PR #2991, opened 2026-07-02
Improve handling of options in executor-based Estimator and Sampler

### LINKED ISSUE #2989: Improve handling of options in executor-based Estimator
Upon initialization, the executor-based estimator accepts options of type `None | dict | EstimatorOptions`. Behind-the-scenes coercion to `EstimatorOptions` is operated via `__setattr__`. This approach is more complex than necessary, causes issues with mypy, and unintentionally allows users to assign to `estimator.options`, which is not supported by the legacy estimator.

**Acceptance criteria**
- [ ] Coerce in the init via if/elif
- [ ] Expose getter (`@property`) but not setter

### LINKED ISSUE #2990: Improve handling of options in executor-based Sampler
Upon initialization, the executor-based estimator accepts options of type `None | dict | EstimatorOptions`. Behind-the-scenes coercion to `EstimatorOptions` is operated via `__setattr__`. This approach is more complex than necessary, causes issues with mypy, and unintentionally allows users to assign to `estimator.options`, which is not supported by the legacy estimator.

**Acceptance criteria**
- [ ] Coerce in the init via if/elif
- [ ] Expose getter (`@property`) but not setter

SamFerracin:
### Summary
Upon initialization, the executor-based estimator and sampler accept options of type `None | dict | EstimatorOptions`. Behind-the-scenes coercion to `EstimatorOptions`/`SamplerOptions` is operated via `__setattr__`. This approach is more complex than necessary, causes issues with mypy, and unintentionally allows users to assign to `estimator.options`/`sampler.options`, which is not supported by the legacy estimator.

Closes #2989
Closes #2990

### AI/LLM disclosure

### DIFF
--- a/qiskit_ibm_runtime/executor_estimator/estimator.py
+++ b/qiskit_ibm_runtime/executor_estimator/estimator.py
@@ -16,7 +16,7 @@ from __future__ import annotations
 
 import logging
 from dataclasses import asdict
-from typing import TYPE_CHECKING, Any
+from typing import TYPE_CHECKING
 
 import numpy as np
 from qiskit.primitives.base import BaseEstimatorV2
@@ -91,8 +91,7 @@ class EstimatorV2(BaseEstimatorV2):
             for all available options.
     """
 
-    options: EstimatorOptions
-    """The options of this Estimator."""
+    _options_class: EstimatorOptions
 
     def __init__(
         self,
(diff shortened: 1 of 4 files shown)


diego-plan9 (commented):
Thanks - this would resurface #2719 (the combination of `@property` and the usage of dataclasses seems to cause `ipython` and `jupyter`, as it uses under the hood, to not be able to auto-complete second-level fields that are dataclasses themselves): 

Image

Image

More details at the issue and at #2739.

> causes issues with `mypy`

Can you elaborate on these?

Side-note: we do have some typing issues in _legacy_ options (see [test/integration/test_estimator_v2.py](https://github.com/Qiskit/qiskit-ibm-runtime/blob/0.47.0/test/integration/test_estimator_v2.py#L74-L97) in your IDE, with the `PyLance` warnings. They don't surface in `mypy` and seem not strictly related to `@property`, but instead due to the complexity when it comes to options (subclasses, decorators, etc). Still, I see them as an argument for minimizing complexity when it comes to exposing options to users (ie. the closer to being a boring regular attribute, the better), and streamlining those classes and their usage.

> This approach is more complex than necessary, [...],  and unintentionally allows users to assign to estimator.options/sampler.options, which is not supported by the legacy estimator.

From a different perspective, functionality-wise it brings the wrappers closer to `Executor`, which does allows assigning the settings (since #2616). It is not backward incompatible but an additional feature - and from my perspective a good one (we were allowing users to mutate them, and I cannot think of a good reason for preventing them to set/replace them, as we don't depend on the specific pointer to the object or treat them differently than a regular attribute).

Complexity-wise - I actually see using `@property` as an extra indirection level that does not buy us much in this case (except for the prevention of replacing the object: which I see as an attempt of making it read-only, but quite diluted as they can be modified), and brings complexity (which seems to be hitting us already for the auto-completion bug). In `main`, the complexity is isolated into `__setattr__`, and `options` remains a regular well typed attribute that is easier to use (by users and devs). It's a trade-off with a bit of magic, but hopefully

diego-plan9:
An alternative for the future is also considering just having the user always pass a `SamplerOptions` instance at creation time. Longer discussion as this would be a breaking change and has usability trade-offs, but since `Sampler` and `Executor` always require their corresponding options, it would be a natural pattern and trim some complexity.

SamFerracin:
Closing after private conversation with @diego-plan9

* * *

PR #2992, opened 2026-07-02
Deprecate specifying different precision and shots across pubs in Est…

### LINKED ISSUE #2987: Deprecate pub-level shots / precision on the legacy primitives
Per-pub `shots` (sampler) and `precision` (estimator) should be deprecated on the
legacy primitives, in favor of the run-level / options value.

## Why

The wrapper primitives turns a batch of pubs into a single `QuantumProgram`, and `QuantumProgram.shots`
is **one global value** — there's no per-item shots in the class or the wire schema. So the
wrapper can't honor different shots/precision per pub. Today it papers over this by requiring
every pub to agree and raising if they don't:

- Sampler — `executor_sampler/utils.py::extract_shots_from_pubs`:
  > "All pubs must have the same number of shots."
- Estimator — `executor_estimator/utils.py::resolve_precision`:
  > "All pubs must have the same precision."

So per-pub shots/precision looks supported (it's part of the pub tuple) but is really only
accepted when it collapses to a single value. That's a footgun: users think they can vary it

* **Exercise directions**
Starting at the line that has "### LINKED ISSUE #2989: Improve" in the records above, restate word for word every line until the one that has "### Summary", and include that one as well.

* **Task answer**
### LINKED ISSUE #2989: Improve handling of options in executor-based Estimator
Upon initialization, the executor-based estimator accepts options of type `None | dict | EstimatorOptions`. Behind-the-scenes coercion to `EstimatorOptions` is operated via `__setattr__`. This approach is more complex than necessary, causes issues with mypy, and unintentionally allows users to assign to `estimator.options`, which is not supported by the legacy estimator.

**Acceptance criteria**
- [ ] Coerce in the init via if/elif
- [ ] Expose getter (`@property`) but not setter

### LINKED ISSUE #2990: Improve handling of options in executor-based Sampler
Upon initialization, the executor-based estimator accepts options of type `None | dict | EstimatorOptions`. Behind-the-scenes coercion to `EstimatorOptions` is operated via `__setattr__`. This approach is more complex than necessary, causes issues with mypy, and unintentionally allows users to assign to `estimator.options`, which is not supported by the legacy estimator.

**Acceptance criteria**
- [ ] Coerce in the init via if/elif
- [ ] Expose getter (`@property`) but not setter

SamFerracin:
### Summary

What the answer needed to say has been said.